## Required action
Search the records for "onnxscript". Copy every line where it appears.
---- Source material
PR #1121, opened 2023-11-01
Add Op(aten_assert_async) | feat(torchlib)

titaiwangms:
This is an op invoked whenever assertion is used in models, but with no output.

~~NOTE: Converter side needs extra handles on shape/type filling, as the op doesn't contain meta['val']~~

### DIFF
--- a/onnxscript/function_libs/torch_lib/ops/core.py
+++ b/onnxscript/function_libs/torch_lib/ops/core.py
--------
---- Source material
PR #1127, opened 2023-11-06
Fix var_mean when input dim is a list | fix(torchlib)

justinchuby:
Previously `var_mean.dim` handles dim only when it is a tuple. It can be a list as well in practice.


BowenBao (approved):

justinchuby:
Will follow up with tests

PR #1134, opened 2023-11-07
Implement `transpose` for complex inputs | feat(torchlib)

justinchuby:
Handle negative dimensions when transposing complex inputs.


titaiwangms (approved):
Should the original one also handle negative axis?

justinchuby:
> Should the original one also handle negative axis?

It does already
--------
## Output
--- a/onnxscript/function_libs/torch_lib/ops/core.py
+++ b/onnxscript/function_libs/torch_lib/ops/core.py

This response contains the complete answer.